• _YOUR OBJECTIVE_
How many lines in these records hold the string "nodes"? State only that number.

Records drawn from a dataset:

----------

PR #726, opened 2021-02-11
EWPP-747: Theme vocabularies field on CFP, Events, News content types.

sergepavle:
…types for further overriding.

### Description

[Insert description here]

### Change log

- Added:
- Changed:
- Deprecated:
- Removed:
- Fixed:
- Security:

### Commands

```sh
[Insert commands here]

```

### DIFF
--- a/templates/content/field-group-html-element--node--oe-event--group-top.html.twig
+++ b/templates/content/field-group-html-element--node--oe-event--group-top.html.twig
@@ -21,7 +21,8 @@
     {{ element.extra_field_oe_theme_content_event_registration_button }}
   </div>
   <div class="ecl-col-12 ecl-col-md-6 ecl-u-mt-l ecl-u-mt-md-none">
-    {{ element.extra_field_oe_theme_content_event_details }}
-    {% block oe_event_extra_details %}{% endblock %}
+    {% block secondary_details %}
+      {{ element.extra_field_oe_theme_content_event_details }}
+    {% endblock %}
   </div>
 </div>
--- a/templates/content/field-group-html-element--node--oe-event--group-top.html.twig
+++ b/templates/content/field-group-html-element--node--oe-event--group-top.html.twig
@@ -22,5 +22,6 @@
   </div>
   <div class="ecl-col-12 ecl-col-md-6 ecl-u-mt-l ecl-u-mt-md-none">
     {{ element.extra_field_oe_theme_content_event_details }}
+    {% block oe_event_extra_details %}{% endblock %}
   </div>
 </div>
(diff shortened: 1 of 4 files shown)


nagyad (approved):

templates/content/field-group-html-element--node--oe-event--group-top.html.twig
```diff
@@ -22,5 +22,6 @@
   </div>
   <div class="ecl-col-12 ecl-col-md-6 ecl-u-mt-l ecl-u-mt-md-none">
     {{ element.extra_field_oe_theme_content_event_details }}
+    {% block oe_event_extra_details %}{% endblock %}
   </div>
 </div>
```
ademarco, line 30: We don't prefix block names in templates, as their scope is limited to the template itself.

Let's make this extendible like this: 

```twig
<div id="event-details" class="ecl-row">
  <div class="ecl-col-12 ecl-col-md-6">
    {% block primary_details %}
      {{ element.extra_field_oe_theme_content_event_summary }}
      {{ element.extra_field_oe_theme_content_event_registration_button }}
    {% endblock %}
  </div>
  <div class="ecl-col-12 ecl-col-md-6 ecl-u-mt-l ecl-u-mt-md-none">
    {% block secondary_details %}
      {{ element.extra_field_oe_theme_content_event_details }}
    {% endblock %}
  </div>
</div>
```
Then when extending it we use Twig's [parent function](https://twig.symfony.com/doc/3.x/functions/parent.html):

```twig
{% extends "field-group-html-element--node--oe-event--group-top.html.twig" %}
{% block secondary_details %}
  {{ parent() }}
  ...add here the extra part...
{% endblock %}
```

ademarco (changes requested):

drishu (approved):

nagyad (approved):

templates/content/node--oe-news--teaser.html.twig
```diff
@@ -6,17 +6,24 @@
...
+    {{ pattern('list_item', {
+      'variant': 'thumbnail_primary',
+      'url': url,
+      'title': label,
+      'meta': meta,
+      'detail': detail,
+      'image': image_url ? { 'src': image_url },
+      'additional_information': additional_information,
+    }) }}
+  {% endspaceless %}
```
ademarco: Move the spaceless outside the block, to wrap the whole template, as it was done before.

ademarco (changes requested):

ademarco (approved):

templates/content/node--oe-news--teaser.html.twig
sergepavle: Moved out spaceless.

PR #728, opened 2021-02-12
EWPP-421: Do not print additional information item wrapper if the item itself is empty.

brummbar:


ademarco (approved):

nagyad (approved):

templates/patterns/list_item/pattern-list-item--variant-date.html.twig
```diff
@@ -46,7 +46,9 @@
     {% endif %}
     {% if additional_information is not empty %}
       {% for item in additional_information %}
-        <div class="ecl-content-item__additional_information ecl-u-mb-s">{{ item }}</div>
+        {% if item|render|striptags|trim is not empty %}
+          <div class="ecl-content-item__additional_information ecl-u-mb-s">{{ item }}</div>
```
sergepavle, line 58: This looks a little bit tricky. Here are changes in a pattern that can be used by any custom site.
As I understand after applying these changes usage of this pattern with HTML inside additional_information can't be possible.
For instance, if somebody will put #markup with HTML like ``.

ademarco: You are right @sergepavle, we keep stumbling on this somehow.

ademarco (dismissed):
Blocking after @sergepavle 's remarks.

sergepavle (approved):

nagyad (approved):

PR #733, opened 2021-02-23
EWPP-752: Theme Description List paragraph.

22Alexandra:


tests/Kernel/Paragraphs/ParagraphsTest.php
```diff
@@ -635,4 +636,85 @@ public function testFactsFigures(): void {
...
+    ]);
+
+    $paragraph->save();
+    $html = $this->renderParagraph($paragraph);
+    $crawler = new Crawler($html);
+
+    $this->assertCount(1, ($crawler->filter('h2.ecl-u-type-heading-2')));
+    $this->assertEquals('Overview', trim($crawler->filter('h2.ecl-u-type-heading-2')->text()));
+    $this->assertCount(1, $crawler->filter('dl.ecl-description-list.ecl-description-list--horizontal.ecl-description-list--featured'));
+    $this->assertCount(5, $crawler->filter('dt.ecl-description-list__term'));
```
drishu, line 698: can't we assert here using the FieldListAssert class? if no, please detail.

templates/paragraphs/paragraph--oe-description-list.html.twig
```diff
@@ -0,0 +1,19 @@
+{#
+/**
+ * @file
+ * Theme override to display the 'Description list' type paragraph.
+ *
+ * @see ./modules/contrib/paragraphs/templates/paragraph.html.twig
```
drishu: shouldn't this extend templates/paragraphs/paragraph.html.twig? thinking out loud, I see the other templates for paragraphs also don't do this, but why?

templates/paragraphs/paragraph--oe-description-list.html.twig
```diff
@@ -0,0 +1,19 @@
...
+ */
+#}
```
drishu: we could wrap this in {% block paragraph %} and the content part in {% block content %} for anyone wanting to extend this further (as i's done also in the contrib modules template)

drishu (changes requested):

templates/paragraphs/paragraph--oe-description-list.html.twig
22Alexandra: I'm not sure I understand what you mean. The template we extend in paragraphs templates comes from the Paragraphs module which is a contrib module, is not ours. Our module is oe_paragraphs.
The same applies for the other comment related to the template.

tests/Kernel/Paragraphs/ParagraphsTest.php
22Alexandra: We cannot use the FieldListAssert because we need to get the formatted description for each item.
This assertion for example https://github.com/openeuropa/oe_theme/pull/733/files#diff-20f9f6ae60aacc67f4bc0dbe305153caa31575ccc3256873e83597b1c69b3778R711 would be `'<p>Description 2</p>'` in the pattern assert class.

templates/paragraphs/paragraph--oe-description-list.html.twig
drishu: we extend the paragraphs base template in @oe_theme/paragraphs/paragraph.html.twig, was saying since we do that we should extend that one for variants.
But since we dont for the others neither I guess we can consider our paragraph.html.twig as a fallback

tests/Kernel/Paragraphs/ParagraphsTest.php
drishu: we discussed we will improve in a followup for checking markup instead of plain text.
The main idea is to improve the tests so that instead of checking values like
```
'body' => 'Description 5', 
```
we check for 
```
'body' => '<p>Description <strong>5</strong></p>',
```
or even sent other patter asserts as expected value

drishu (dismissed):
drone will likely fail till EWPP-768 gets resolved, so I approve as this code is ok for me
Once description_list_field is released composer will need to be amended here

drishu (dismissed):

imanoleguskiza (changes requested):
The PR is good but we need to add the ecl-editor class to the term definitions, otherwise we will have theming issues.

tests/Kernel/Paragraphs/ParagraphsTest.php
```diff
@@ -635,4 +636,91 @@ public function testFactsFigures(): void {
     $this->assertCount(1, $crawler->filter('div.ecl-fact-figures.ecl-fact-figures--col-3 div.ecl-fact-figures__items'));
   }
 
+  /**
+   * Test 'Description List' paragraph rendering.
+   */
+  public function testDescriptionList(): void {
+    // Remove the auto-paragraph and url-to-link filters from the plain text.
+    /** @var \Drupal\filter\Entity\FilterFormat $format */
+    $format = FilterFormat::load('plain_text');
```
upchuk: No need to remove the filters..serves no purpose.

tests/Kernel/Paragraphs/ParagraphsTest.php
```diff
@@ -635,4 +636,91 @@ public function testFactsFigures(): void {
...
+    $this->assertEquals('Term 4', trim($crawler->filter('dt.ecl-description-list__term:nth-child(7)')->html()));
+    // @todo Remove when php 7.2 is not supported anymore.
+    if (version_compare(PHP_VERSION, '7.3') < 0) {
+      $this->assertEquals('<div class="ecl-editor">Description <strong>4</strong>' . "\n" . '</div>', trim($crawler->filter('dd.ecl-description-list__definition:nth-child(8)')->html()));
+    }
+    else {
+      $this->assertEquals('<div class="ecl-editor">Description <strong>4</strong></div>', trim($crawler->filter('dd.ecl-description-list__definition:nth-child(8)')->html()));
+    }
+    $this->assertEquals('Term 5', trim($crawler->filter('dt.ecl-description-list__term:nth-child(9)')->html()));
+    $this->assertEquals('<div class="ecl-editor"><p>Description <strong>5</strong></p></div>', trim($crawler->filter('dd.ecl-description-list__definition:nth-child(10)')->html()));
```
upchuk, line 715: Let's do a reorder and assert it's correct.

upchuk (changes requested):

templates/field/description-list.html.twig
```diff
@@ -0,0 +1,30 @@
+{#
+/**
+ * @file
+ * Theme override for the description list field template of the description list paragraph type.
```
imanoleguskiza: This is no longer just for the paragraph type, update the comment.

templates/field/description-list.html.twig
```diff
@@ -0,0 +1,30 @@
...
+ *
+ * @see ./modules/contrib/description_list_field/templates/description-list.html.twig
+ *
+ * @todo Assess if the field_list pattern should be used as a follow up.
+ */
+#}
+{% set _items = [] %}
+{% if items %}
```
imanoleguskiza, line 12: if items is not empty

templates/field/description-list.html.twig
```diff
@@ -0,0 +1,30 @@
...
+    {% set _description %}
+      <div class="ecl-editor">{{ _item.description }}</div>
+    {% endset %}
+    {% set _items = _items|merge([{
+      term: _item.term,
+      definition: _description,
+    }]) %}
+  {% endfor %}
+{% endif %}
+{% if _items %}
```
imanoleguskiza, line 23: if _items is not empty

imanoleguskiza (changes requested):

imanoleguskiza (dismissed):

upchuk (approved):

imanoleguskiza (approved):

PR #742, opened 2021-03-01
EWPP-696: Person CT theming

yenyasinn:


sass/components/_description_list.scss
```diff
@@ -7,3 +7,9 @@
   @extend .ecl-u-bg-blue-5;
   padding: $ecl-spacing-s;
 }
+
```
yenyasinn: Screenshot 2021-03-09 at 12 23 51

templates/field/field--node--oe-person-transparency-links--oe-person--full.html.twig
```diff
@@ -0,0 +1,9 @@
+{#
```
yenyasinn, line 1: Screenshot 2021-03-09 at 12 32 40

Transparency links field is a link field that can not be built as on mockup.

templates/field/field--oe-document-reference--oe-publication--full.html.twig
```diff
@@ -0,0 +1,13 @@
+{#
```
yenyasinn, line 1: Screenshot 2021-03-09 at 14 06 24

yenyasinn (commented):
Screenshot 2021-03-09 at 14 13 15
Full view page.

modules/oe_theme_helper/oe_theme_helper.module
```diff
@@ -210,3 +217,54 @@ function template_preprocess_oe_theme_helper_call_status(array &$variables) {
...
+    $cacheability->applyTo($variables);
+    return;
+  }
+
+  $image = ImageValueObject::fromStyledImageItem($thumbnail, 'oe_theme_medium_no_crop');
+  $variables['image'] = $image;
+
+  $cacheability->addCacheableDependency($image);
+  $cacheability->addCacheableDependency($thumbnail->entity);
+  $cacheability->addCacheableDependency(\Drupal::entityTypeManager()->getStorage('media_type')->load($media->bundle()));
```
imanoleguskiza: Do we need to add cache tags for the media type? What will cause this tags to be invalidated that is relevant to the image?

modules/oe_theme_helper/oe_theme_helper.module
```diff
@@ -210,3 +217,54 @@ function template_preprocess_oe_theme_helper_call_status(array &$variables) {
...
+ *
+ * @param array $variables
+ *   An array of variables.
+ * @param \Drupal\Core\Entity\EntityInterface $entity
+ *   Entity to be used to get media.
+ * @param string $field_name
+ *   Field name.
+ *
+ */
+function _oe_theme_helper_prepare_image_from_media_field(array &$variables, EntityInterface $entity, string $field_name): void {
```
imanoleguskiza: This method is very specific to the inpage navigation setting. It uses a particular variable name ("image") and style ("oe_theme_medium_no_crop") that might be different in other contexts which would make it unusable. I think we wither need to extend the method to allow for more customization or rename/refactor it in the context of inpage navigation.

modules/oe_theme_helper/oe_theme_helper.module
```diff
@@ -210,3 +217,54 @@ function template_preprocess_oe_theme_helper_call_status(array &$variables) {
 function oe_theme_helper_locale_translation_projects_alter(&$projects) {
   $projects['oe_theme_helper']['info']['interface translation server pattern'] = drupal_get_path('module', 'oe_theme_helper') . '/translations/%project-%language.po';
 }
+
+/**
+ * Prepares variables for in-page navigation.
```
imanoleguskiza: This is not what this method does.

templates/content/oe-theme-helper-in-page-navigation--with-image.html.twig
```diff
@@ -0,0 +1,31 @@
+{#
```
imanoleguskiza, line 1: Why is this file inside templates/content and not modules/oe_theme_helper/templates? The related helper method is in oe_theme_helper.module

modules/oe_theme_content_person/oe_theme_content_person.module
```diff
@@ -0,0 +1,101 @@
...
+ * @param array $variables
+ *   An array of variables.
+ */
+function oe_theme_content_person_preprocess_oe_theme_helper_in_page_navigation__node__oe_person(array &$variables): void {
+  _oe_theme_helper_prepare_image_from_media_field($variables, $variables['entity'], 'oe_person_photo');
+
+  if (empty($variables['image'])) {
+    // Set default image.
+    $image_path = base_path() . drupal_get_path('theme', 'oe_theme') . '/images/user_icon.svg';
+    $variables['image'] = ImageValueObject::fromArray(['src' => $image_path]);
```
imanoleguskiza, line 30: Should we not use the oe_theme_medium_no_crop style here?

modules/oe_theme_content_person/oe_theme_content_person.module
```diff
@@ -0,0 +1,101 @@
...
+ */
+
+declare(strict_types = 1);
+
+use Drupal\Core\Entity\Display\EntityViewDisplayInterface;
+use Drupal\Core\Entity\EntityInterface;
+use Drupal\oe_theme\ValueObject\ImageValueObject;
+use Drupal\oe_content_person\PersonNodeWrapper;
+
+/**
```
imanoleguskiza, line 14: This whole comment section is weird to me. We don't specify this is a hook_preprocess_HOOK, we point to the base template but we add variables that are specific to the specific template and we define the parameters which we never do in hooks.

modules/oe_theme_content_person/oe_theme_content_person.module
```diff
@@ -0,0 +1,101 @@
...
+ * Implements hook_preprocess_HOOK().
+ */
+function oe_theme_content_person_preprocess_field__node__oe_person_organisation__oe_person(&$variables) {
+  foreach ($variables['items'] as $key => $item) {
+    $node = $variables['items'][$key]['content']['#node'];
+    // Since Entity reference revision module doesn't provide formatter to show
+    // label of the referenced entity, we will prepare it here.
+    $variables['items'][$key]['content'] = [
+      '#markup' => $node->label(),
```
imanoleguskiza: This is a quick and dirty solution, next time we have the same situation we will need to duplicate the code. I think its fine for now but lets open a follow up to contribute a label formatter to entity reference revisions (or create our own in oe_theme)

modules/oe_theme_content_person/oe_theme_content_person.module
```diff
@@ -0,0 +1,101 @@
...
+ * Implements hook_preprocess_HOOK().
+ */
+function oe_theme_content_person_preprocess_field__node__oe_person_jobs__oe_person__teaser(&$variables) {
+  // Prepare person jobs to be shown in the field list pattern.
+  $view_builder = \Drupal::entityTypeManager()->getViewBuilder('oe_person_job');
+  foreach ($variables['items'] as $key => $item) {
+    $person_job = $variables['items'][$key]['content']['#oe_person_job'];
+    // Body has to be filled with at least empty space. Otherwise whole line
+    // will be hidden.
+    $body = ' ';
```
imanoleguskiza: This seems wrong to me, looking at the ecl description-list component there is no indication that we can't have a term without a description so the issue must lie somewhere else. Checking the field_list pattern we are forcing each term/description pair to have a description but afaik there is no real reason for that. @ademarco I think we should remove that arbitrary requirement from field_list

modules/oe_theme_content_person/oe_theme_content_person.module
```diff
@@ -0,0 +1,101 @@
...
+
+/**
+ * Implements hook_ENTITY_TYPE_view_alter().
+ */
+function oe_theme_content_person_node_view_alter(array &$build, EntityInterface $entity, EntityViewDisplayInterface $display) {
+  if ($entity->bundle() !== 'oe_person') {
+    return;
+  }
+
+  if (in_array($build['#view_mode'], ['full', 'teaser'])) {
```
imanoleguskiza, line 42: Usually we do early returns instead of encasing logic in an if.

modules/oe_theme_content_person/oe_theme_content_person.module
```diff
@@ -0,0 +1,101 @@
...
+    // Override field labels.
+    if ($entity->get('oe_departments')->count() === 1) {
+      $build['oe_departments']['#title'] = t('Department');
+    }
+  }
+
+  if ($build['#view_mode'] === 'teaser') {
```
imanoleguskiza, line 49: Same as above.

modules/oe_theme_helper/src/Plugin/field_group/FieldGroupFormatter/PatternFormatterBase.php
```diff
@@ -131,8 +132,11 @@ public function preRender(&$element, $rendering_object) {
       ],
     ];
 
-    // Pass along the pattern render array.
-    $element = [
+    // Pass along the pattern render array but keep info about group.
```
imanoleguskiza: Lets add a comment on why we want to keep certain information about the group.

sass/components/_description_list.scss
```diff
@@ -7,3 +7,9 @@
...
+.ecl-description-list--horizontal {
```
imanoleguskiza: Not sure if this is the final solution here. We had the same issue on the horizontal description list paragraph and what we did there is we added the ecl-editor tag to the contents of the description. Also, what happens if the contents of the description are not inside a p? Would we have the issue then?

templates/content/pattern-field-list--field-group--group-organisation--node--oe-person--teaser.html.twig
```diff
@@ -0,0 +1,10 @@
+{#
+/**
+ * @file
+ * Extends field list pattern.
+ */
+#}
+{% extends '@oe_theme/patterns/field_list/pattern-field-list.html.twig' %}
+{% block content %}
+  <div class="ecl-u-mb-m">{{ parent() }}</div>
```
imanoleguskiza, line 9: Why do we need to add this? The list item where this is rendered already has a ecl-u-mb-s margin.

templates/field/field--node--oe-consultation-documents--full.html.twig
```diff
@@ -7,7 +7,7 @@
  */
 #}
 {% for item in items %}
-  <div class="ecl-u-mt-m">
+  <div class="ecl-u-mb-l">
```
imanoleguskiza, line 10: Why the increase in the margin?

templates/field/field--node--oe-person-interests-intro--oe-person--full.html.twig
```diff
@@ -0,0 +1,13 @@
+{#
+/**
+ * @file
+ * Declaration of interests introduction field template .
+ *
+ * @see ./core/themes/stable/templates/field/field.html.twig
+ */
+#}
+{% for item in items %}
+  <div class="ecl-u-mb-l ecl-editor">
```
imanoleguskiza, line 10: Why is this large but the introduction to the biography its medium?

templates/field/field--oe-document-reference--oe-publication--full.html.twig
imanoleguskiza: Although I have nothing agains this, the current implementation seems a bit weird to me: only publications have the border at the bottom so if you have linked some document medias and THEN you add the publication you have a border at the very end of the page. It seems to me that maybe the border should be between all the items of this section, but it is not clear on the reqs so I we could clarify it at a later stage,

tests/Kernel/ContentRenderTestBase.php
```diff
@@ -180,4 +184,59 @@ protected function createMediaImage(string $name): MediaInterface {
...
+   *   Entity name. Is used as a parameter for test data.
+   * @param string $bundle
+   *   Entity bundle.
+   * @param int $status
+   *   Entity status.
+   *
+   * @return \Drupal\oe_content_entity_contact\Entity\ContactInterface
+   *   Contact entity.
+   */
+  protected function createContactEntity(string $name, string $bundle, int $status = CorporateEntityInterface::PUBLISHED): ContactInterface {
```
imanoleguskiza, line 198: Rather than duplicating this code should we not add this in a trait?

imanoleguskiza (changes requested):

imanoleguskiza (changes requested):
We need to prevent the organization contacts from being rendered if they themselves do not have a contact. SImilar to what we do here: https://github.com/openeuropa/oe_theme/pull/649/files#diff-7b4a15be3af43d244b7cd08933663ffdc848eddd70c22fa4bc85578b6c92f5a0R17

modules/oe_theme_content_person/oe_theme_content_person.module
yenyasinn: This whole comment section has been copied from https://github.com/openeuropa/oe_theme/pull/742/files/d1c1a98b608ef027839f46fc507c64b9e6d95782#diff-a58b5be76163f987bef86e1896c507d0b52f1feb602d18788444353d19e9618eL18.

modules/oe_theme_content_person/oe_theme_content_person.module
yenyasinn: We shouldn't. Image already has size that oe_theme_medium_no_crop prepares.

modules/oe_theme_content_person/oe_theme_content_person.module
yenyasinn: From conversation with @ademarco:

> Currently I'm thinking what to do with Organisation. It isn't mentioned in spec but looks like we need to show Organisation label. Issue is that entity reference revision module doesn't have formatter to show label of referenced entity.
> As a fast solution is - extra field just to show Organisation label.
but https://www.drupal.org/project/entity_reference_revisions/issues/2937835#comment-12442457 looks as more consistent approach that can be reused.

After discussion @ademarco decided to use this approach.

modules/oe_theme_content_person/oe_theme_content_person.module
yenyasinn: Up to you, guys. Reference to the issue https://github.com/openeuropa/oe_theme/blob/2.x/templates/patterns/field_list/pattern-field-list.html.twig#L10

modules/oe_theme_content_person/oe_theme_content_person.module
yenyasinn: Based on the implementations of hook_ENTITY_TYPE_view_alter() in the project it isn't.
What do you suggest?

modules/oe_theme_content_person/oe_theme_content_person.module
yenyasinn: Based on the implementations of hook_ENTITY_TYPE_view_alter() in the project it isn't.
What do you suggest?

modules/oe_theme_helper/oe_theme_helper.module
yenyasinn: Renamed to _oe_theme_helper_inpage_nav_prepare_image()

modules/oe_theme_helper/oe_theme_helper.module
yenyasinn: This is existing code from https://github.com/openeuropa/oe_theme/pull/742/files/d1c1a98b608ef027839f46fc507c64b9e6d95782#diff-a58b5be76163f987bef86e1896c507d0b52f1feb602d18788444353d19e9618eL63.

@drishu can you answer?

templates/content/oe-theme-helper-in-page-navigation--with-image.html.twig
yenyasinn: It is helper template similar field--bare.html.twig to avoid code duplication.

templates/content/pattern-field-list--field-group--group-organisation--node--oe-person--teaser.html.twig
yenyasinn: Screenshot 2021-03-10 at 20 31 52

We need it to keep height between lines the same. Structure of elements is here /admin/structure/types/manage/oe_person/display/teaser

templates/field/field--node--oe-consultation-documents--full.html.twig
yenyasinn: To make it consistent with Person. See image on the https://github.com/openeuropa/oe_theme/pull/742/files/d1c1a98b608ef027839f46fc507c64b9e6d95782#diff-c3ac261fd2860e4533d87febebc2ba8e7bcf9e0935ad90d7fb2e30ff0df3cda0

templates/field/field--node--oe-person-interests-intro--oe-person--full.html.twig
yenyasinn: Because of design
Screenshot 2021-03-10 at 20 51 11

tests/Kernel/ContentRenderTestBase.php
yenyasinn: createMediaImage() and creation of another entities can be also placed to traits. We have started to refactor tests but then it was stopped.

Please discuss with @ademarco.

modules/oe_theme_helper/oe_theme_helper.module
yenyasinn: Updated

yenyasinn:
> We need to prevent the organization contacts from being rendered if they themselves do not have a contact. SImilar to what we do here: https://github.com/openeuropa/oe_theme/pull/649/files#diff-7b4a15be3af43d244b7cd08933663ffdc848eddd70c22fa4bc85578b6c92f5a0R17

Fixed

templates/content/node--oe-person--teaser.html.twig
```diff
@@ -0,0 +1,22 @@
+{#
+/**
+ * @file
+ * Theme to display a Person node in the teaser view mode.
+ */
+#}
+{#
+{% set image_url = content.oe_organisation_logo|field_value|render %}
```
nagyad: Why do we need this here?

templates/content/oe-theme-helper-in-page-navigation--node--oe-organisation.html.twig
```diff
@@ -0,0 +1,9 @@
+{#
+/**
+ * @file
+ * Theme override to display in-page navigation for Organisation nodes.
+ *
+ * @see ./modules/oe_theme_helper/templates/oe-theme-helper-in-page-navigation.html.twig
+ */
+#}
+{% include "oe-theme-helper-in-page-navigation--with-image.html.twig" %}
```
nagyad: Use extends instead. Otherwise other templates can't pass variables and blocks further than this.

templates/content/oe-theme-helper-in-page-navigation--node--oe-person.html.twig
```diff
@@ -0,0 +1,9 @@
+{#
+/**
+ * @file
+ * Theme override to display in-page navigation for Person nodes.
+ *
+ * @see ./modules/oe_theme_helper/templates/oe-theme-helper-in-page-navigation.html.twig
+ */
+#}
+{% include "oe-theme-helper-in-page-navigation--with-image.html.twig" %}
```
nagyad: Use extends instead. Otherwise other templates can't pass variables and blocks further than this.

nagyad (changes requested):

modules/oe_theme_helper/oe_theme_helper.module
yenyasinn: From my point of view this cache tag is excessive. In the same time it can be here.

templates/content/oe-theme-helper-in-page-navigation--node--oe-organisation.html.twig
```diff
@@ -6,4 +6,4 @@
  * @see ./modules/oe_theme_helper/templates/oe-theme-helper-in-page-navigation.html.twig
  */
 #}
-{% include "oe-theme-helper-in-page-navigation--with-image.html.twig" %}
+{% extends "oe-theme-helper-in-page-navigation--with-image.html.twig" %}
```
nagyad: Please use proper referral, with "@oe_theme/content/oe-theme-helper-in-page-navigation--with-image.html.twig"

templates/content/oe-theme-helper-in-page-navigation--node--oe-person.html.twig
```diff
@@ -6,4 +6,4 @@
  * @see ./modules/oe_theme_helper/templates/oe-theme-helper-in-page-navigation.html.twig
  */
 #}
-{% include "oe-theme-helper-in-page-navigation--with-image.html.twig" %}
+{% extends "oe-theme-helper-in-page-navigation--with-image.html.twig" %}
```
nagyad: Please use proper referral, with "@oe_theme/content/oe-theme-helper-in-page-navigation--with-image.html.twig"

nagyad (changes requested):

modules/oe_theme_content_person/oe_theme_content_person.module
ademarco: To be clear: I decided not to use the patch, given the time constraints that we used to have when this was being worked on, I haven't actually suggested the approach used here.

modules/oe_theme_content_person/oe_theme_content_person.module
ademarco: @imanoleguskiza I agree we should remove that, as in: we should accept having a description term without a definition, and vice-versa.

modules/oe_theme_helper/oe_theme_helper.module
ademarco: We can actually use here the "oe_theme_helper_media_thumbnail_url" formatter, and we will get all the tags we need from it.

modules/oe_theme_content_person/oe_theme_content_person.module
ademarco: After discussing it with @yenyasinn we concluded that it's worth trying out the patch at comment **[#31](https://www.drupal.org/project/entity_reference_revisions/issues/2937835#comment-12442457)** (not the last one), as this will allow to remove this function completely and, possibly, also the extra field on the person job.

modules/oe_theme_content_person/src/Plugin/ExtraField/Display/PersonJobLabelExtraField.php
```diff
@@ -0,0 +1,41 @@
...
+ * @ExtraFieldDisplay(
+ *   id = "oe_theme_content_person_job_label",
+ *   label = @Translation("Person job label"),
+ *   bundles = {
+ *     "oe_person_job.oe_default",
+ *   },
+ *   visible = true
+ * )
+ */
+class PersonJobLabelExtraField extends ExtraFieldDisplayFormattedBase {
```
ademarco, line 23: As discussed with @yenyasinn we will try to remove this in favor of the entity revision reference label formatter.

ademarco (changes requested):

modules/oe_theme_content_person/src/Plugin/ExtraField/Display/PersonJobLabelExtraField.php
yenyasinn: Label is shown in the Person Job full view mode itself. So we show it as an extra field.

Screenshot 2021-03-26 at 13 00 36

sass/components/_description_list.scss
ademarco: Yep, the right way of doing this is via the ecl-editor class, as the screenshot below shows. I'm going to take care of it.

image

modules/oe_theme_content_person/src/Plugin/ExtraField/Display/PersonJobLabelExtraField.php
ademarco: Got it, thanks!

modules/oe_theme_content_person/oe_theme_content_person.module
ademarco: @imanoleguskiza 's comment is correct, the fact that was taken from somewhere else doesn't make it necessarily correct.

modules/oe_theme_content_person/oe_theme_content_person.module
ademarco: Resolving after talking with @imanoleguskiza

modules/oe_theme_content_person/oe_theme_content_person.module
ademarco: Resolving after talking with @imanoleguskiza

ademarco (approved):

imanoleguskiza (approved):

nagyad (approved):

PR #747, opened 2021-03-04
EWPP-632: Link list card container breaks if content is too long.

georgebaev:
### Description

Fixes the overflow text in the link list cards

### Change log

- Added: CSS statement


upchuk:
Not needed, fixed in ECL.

----------

• _SOLUTION TO THIS PROBLEM_
2